[proofplan]
We use the spectral decomposition $AW = W\Lambda$ and $AV = V\Omega$ to express $V^\top X^{(k)}$ and $W^\top X^{(k)}$ in terms of the diagonal eigenvalue matrices. From the QR factorisation $A^k X^{(0)} = X^{(k)}R^{(k)}$, we obtain $V^\top X^{(k)} = \Omega^k(V^\top X^{(0)})(R^{(k)})^{-1}$. By eliminating $(R^{(k)})^{-1}$ using the companion equation for $W^\top X^{(k)}$ and bounding norms via sub-multiplicativity, we arrive at the stated decay rate $|\lambda_{p+1}/\lambda_p|^k$.
[/proofplan]
[step:Derive the identities $V^\top A^k = \Omega^k V^\top$ and $W^\top A^k = \Lambda^k W^\top$ from the spectral decomposition]

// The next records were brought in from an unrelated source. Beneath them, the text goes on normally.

PR #1323, opened 2024-04-25
#109886 - [BE] Unable to add `task:` path columns

IvarKoreman-Ritense:
https://ritense.tpondemand.com/entity/109886-be-unable-to-add-task-path

### DIFF
--- a/case/src/main/kotlin/com/ritense/case/service/validations/TaskListColumnValidationUtils.kt
+++ b/case/src/main/kotlin/com/ritense/case/service/validations/TaskListColumnValidationUtils.kt
@@ -27,6 +27,8 @@ import com.ritense.document.service.DocumentDefinitionService
 import com.ritense.valueresolver.ValueResolverService
 import org.zalando.problem.Status
 
+private const val TASK_PREFIX = "task:"
+
 open class TaskListColumnValidationUtils(
     open val taskListColumnRepository: TaskListColumnRepository,
     open val documentDefinitionService: DocumentDefinitionService,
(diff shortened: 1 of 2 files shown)


case/src/main/kotlin/com/ritense/case/service/validations/TaskListColumnValidationUtils.kt
```diff
@@ -83,10 +83,19 @@ open class TaskListColumnValidationUtils(
...
     internal fun isPropertyPathValid(caseDefinitionName: String, taskListColumnDto: TaskListColumnDto) {
-        try {
-            valueResolverService.validateValues(caseDefinitionName, listOf(taskListColumnDto.path))
-        } catch (ex: Exception) {
-            throw InvalidListColumnException(ex.message, Status.BAD_REQUEST)
+        val path = taskListColumnDto.path
+
+        if (path.startsWith("task:", ignoreCase = true)) {
+            val pathWithoutPrefix = path.substring("task:".length)
+            if (!listOf("createTime", "name", "assignee", "dueDate").contains(pathWithoutPrefix)) {
```
Klaas-Ritense, line 92: Could also use the, `CaseTaskProperties.CREATE_TIME` here

case/src/main/kotlin/com/ritense/case/service/validations/TaskListColumnValidationUtils.kt
```diff
@@ -83,10 +83,19 @@ open class TaskListColumnValidationUtils(
 
     @Throws(InvalidListColumnException::class)
     internal fun isPropertyPathValid(caseDefinitionName: String, taskListColumnDto: TaskListColumnDto) {
-        try {
-            valueResolverService.validateValues(caseDefinitionName, listOf(taskListColumnDto.path))
-        } catch (ex: Exception) {
-            throw InvalidListColumnException(ex.message, Status.BAD_REQUEST)
+        val path = taskListColumnDto.path
+
+        if (path.startsWith("task:", ignoreCase = true)) {
```
Klaas-Ritense: Maybe create a prefix for `task:`?

Klaas-Ritense (dismissed):

case/src/main/kotlin/com/ritense/case/service/validations/TaskListColumnValidationUtils.kt
IvarKoreman-Ritense: One of the reasons I refactored the [CaseTaskListSearchService](https://github.com/valtimo-platform/valtimo-backend-libraries/pull/1323/files#diff-ca0c35c8cc513868791e7cebe2b4ce907a79c9867432aa5ee55c2c3324800eaa), was so that I could call `CaseTaskProperties.getNames()`, so I didn't have to replicate the string-literals, and it would also be updated if we add other options to the list. Unfortunately, the `CaseTaskProperties` is part of the process-document module and this `TaskListColumnValidationUtils` is part of the `case` module, so we don't have access to this enum.

Klaas-Ritense (approved):

PR #263, opened 2025-10-06
feat: required_fuel field to continue execution

cemonem:
Resumables might be supplied with fuel that is too little to continue execution. This addition suggests a simple change to the Resumable API to inform the user with the minimum required fuel amount to continue execution, and also supplies a method to inspect/modify the remaining fuel within the resumable.

### Checks

- Using Nix
  - [x] Ran `nix fmt`
- Using Rust tooling
  - [x] Ran `cargo fmt`
  - [x] Ran `cargo test`
  - [x] Ran `cargo check`
  - [x] Ran `cargo build`
  - [x] Ran `cargo doc`

### DIFF
--- a/src/execution/error.rs
+++ b/src/execution/error.rs
@@ -14,7 +14,6 @@ pub enum RuntimeError {
     InvalidImportType,
     UnknownImport,
     MoreThanOneMemory,
-    OutOfFuel,
 }
 
 impl Display for RuntimeError {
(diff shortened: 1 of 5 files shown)


florianhartung (changes requested):

src/execution/error.rs
```diff
@@ -14,7 +14,7 @@ pub enum RuntimeError {
     InvalidImportType,
     UnknownImport,
     MoreThanOneMemory,
-    OutOfFuel,
+    OutOfFuel { required_fuel: u32 },
```
wucke13: We should not make this a public error, the user will never see it:

either there is no fuel enabled, or an out-of-fuel event will trigger a resumable to be returned to the user.

wucke13 (approved):

PR #270, opened 2025-10-17
move resumable methods into store, create resumables without invoking them

cemonem:
### Pull Request Overview

ResumableRef objects require the owning RuntimeInstance to be operated on. Moving them back to Store provides cleaner interface along with create_resumable method for cases when we want to create one without invoking it.

### Checks

- Using Nix
  - [x] Ran `nix fmt`
- Using Rust tooling
  - [x] Ran `cargo fmt`
  - [x] Ran `cargo test`
  - [x] Ran `cargo check`
  - [x] Ran `cargo build`
  - [x] Ran `cargo doc`

### DIFF
--- a/src/execution/store.rs
+++ b/src/execution/store.rs
@@ -1,3 +1,5 @@
+use core::mem;
+
 use crate::core::indices::TypeIdx;
 use crate::core::reader::span::Span;
 use crate::core::reader::types::data::{DataModeActive, DataSegment};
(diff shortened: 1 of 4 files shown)


src/execution/store.rs
```diff
@@ -557,65 +562,170 @@ impl<'b, T> Store<'b, T> {
...
+            ResumableRef::Fresh(FreshResumableRef {
+                func_addr,
+                params,
+                maybe_fuel,
+            }) => {
+                // Err can never happen here
+                let func_inst = self
+                    .functions
+                    .get(func_addr)
+                    .ok_or(RuntimeError::FunctionNotFound)?;
```
florianhartung:
```suggestion
                let func_inst = self
                    .functions
                    .get(func_addr)
                    .expect("func addrs to always be valid if the correct store is used")
```

Let's panic for now. The planned `Stored<T>` object will fix these issues.

florianhartung (changes requested):

florianhartung (approved):

Issue #157, opened 2025-04-09
Newtypes for addr types


florianhartung:
The Wasm spec uses addr types for most indices: https://webassembly.github.io/spec/core/exec/runtime.html#addresses
In the future we definitely want to use Rust's newtypes for such indices and addresses for safety and to avoid confusion.

PR #281, opened 2025-10-27
Address Types

florianhartung:
~~_This PR's branch is based on top of [Embedder API #285](https://github.com/DLR-FT/wasm-interpreter/pull/285)'s branch. Therefore, the first **4 commits** are not part of this PR._~~

A rework of the address types and address spaces in the `Store`.

First, this PR includes various fixes for tests, which previously relied on internals of the `Store`. For example, some tests would perform an access like `store.globals[0]` to read the global with the global address 0. With these fixes done, the commits adding the actual `*Addr` newtypes become much smaller.

The newtypes are added in 7 small commits, where each commit adds a new `*Addr` type and an address space in the `Store`.
Instances in the store are now stored as `AddrVec<FuncAddr, FuncInst>`, where `AddrVec` is a newtype around a `Vec` with a slightly different interface. 

### Checks

- Using Nix
  - [x] Ran `nix fmt`
- Using Rust tooling
  - [ ] Ran `cargo fmt`
  - [ ] Ran `cargo test`
  - [ ] Ran `cargo check`
  - [ ] Ran `cargo build`
  - [ ] Ran `cargo doc`

### Github Issue

Closes https://github.com/DLR-FT/wasm-interpreter/issues/157


cemonem:
Lgtm, but the only minutiae I could point out is

- the naming `AddrVec` (these hold instances, not `addrs`, and the `ModuleInsts` *do* hold vectors of addrs)
- the possibility of not specifying the `Addr` type in `AddrVec/InstVec` with an `Inst` trait:
```
trait Inst {
    type Addr: Addr;
}

struct InstVec<I: Inst> {
    inner: Vec<I>
}

impl<I: Inst> InstVec<I> {
    pub fn get(&self, addr: I::Addr) -> &I {
        self.inner.get(addr.into_inner()).expect("addrs to always be valid")
    }
}
```
- we could just hold the `module_addr` of the last defined module in `testsuite::run.rs` instead of all `modules` but this part requires heavy refactor in the future anyway, so its ok by me.

cemonem (approved):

Since $A$ is symmetric with orthonormal eigenvectors $w_1, \ldots, w_n$, we have $Aw_i = \lambda_iw_i$. In matrix form:
\begin{align*}
AW = W\Lambda, \qquad AV = V\Omega,
\end{align*}
where $\Lambda = \operatorname{diag}(\lambda_1, \ldots, \lambda_p)$ and $\Omega = \operatorname{diag}(\lambda_{p+1}, \ldots, \lambda_n)$. Since $W$ and $V$ have orthonormal columns and $[W \mid V]$ is orthogonal, we have $W^\top W = I_p$, $V^\top V = I_{n-p}$, and $W^\top V = 0$.
Taking transposes: $W^\top A = \Lambda W^\top$ and $V^\top A = \Omega V^\top$. Iterating:
\begin{align*}
W^\top A^k = \Lambda^k W^\top, \qquad V^\top A^k = \Omega^k V^\top.
\end{align*}
[/step]
[step:Express $V^\top X^{(k)}$ and $W^\top X^{(k)}$ using the QR factorisation of $A^k X^{(0)}$]
By the [QR Factor of Iterated Power](/theorems/1409), $A^k X^{(0)} = X^{(k)} R^{(k)}$ for an upper triangular $R^{(k)}$. Left-multiplying by $V^\top$ and $W^\top$:
\begin{align*}
V^\top X^{(k)} R^{(k)} &= V^\top A^k X^{(0)} = \Omega^k (V^\top X^{(0)}), \\
W^\top X^{(k)} R^{(k)} &= W^\top A^k X^{(0)} = \Lambda^k (W^\top X^{(0)}).
\end{align*}
Therefore
\begin{align*}
V^\top X^{(k)} &= \Omega^k (V^\top X^{(0)}) (R^{(k)})^{-1}, \\
W^\top X^{(k)} &= \Lambda^k (W^\top X^{(0)}) (R^{(k)})^{-1}.
\end{align*}
[/step]
[step:Eliminate $(R^{(k)})^{-1}$ using the invertibility of $W^\top X^{(0)}$]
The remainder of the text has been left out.